_WORK INSTRUCTION_
Some lines hold the string "following". Copy all of them from the material that follows.

_EXERCISE MATERIAL_
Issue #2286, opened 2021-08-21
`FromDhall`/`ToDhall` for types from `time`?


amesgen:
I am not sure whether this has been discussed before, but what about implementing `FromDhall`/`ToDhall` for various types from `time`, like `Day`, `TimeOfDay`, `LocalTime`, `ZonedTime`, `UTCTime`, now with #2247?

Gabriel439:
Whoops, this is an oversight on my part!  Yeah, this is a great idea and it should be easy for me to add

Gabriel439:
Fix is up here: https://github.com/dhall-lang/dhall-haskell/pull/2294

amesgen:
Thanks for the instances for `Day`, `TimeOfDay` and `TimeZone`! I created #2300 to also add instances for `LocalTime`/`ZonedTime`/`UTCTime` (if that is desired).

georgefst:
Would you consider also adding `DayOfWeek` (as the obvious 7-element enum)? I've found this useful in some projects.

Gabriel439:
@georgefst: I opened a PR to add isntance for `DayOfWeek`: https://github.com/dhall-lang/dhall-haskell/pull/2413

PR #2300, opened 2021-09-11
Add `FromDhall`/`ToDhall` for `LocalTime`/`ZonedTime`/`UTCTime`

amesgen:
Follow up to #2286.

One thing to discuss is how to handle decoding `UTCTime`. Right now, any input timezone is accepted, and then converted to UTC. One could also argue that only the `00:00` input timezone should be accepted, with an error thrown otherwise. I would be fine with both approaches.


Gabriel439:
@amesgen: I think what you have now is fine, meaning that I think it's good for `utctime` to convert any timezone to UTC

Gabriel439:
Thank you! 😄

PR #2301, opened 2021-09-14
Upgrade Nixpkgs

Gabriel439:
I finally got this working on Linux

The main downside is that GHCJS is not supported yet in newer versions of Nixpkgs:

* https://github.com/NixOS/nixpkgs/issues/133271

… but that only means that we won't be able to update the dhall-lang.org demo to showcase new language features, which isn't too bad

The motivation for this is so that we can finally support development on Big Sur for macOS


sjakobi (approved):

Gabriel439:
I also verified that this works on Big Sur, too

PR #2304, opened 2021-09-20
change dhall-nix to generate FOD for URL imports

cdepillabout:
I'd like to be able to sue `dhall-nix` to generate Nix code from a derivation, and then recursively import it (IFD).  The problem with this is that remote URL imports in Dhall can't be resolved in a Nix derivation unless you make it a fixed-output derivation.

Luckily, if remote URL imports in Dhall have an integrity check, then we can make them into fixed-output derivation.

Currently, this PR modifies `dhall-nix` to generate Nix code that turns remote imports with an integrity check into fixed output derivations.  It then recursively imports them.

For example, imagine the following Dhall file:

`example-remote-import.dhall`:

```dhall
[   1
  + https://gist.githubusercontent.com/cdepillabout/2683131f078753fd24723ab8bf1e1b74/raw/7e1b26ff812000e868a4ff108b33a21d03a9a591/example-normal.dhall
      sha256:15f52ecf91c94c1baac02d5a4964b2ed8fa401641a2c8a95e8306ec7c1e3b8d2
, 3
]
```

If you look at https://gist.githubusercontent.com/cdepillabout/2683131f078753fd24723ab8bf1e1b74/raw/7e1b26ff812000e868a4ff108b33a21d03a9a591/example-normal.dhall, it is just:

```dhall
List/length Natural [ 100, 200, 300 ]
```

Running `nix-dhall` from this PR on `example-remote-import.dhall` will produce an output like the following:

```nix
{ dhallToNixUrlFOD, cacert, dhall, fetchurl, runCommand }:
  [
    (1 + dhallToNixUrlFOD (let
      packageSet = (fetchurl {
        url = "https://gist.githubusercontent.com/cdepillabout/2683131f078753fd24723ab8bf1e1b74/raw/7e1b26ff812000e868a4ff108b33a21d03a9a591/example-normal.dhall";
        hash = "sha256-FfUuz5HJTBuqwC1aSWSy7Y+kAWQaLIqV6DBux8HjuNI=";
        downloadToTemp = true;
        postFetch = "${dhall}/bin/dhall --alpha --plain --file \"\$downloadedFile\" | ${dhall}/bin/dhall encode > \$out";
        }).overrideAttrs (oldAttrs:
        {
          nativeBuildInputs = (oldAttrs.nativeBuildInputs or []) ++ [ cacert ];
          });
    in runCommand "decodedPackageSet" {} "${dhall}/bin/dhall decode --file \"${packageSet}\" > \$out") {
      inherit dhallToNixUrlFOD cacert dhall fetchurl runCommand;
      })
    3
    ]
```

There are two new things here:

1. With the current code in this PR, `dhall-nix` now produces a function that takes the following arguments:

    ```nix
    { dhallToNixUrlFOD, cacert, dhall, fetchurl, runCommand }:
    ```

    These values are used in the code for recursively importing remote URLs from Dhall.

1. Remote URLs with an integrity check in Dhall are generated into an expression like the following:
==
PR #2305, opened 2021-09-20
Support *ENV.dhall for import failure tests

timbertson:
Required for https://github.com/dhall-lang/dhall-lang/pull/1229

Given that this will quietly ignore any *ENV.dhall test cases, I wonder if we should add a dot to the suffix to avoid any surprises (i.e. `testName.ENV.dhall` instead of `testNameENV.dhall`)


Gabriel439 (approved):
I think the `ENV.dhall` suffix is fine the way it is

_RESULT FOR THIS EXERCISE_
For example, imagine the following Dhall file:
Running `nix-dhall` from this PR on `example-remote-import.dhall` will produce an output like the following:
1. With the current code in this PR, `dhall-nix` now produces a function that takes the following arguments:
1. Remote URLs with an integrity check in Dhall are generated into an expression like the following:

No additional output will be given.